Juntas desarrollaron la estrategia de reclutar a mujeres millonarias (que pudieran invertir hasta US$ 1 millón cada una) para hacer programas piloto innovadores, aunque Roberts asegura que la organización “no es un club de mujeres ricas”.

Concentrarse en el capital privado fue estratégico: los inversores típicos tienen que ver resultados antes de colocar fondos en algo. “El dinero privado es menos opuesto al riesgo”, dice la princesa heredera. Esta libertad permitiría al colectivo apostar a ideas experimentales.

La princesa consultó la idea con Melinda Gates, que se sumó como co-presidenta a su organización. “Me pareció algo que podría inspirar a la gente”, explicó la mujer del fundador de Microsoft.

Pronto la Fundación Bill & Melinda Gates otorgó a PSI US$ 5 millones a lo largo de cinco años para hacer realidad esta noción. Desde entonces, las fundadoras -14 mujeres de entre 26 y 72 años- han invertido US$ 19,8 millones de sus fondos personales en sus respectivos proyectos que abarcan a 13 países.

Las integrantes ayudan a diseñar y supervisar proyectos de tres años que prueban nuevos productos o servicios para niñas y mujeres en países en desarrollo. Si son exitosos, estos modelos son presentados como programas a mayor escala a donantes mayores de PSI, incluyendo la Fundación Gates y la Agencia de los Estados Unidos para el desarrollo Internacional. Hasta ahora el colectivo ha logrado atraer US$ 60 millones de recursos para planes de salud para niñas.

“Sabemos que la salud es lo más básico para superar la extrema pobreza”, dice Roberts. “Si una no está sana no puede estudiar ni trabajar. Es el centro de todo”. Las fundadoras fueron elegidas por Roberts y la princesa, y reclutadas individualmente.

Cada una trabajó con expertos de PSI para identificar dos o tres áreas de impacto que se corresponden con sus intereses y definieron un lugar geográfico. Visitaron para la comunidad local para conocer mejor sus necesidades y desafíos. Para la princesa esta relación entre donante y recipiente es integral para crear proyectos que funcionan realmente. “Si se encuentra algo que hace vibrar profundamente a una persona -dice- se desata el potencial de un modo mucho más a largo plazo y sustentable.”

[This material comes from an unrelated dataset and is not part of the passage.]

PR #218, opened 2023-06-22
Update maker_utils so that saved nodes are still returned

WilliamJamieson:
@stscieisenhamer requested that the `maker_utils` return the nodes even when they are saving the node to ASDF. This will not effect any current uses as the output will be thrown away, but it will enable one to use the node made by the maker_util and saved to a file without having to open that file.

El 16 de mayo el Maverick Collective hizo su debut público en la Conferencia Women Deliver, en Copenhague. Mientras tanto, Roberts y la princesa están recorriendo el mundo en busca de una nueva ola de Mavericks, lo que incluso podría incluir algunos hombres. “Lo que crea cambio no es el dinero”, señala Roberts. “Lo hace la gente.”

Jessica Hullinger

María Chiuri y Pierpaolo Piccioll: La alianza que relanzó a valentino

Desde que tomaron las riendas de la marca Valentino en 2008, María Grazia Chiuri y Pierpaolo Piccioli han revigorizado la marca con sede en Roma, que casi duplicó sus ganancias el año pasado con ingresos de más de US$ 1000 millones (y hay abundantes rumores de que cotizará en bolsa). Su estrategia se basa en un equilibrio cuidadoso: tachas metálicas y elegancia de bordes suaves; el amor por el pasado y abrazar el futuro.

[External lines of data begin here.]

PR #22, opened 2018-07-27
Drop the fixed list of `knative/serving` components from logging.

mattmoor:


logging/config.go
```diff
@@ -118,8 +118,8 @@ func NewConfigFromMap(data map[string]string) (*Config, error) {
 }
 
 // NewConfigFromConfigMap creates a LoggingConfig from the supplied ConfigMap
```
tcnghia: Update doc string to mentions `components` ?

mattmoor: Done

PR #37, opened 2018-08-02
Use Annotations for common knative validation.

n3wscott:
Here is the start of me looking at replacing some of the validation we do with annotations.

Please let me know if you like this direction of if I should stop.


n3wscott:
Alternates: https://kubernetes.io/docs/tasks/access-kubernetes-api/custom-resources/#advanced-topics Heading: Validation

We could use OpenAPI to do validation. But I think the downside is it is all or nothing with OpenAPI.

n3wscott:
/hold

@n3wscott to make a PR with the same functionality but as an OpenAPI config.

n3wscott:
/hold cancel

“Estamos realmente orgullosos de nuestra herencia. Pero al mismo tiempo queremos evolucionar. Introducimos muchos elementos diferentes. En cada mujer y cada hombre hay algo distinto. Queremos que la gente use nuestro estilo a su modo”, explica Chiuri.

“Lo que ofrecemos es algo auténtico y cercano a nuestra idea de belleza, elegancia sin esfuerzo. Roma es una ciudad tan hermosa. Se puede ver muchas capas: la Roma imperial, el barroco, la Roma católica, el aspecto cinematográfico de Fellini. Todo convive de un modo muy especial. Uno no siente el esfuerzo. Todo está en capas. La memoria está en el presente pero no es nostálgica. El pasado es parte de nuestro presente“, coincide Piccioli.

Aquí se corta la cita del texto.